But tragar does not mean to drink. To drink is beber or tomar.

Here are a few definitions of tragar, if you read Portuguese. And this is how this Portuguese-English dictionary translates tragar.


----------



## Thomas1

The first definition from the entry suggests to me that it's like drinking in a swallow:





> 1. Beber de um só gole, engolir de uma vez só. [td. : Resistiu, mas tragou a poção valentemente.]


Perhaps: gulp down, down? So it isn't far from the concept, right? Please don't hesitate to correct me if I got it wrong.


----------



## jazyk

Why did you consider only the first definition. What about the rest? Tragar has many meanings depending on context. Both you and I know that context is everything in languages. This is all off-topic, anyway.


----------



## majlo

So why did a Portuguese native speaker write what he/she wrote?


----------



## dreamlike

LilianaB said:


> The idea is not so bad, it is the smoking that that is the monster. I do not smoke, just the expressions are interesting.

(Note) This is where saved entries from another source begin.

PR #318, opened 2023-06-04
Make context vars in link generation customizable

max-moser:
This can be used to fix the wrong "self_html" links.

### DIFF
--- a/invenio_requests/assets/semantic-ui/js/invenio_requests/request/RequestMetadata.js
+++ b/invenio_requests/assets/semantic-ui/js/invenio_requests/request/RequestMetadata.js
@@ -9,7 +9,7 @@ import PropTypes from "prop-types";
 import React, { Component } from "react";
 import { Image } from "react-invenio-forms";
 import Overridable from "react-overridable";
-import { Divider, Header, Message } from "semantic-ui-react";
+import { Divider, Header, Icon, Message } from "semantic-ui-react";
 import { toRelativeTime } from "react-invenio-forms";
 import RequestStatus from "./RequestStatus";
 import RequestTypeLabel from "./RequestTypeLabel";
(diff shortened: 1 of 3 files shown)


invenio_requests/customizations/request_types.py
```diff
@@ -190,6 +190,16 @@ def marshmallow_schema(cls):
             current_requests._schema_cache[type_id] = cls._create_marshmallow_schema()
         return current_requests._schema_cache[type_id]
 
+    @classmethod
+    def link_config(cls, **context_values):
```
zzacharo, line 194: from the code below shouldn't this be `update_link_config`?

max-moser:
Expanded entities that are *not* communities or users will get rendered this way now:

image

In this case, it's a guest user with an external e-mail address for the guest access request.

invenio_requests/customizations/request_types.py
```diff
@@ -190,6 +190,19 @@ def marshmallow_schema(cls):
...
+        """Method for updating the context values when generating links.
+
+        WARNING: this method potentially mixes layers and might be a footgun;
+        it will likely be removed in a future release!
+
+        This method takes the already determined context values for the link as
+        keyword arguments and should return values that will be used to update the
+        original context values.
+        """
+        # FIXME/TODO this should be reworked into a service feature
```
max-moser, line 203: A rework in the service (config) might take advantage of the fact that the var update for links takes the record/object as argument...
Relevant pointers:
* https://github.com/inveniosoftware/invenio-rdm-records/pull/1284/files#diff-640bfb3d54c64abe82cf753d8ffe63ddc5735cc6cca4388f6c9fc8c339f04102R357
* https://github.com/inveniosoftware/invenio-records-resources/blob/master/invenio_records_resources/services/base/links.py#L111
* https://github.com/inveniosoftware/invenio-requests/blob/master/invenio_requests/services/requests/config.py#L79

Maybe it will require making the `service.config.links_item` configurable (similar to the permission policy), or maybe it can be added to the `RequestLink` class somehow.
Needs some more investigation :detective:

zzacharo (approved):

invenio_requests/assets/semantic-ui/js/invenio_requests/request/RequestMetadata.js
```diff
@@ -33,15 +33,24 @@ const Community = ({ community }) => (
...
+    <Icon name="mail" className="mr-5" />
+    <span>{i18next.t("External email")}: {email.id}</span>
+  </div>
+);
 
-const UserOrCommunity = ({ userData, details }) => {
+const EntityDetails = ({ userData, details }) => {
   const isUser = "user" in userData;
   const isCommunity = "community" in userData;
+  const isEmail = "email" in userData;
```
ntarocco, line 46: Is it always external when `email`? If yes, very minor:
```suggestion
  const isExternalEmail = "email" in userData;
```
and same for methods/components.

ntarocco (approved):

invenio_requests/assets/semantic-ui/js/invenio_requests/request/RequestMetadata.js
max-moser: Yes, indeed – since there's no notion of "internal" emails (unless they are associated with a user account), they are necessarily "external".
Fixed!

zzacharo (approved):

Can you tell the difference between the idea of smoking and smoking itself? Because to my mind there is none and they are both equally "monstrous"


----------



## LilianaB

That would be a philosophy question, not a linguistic one.


----------



## dreamlike

Regardless of what kind of question it is I think you just wanted your post count to rise, as your sentence doesn't make the faintest sense to me.


----------



## majlo

Not only to you, dreamlike.


----------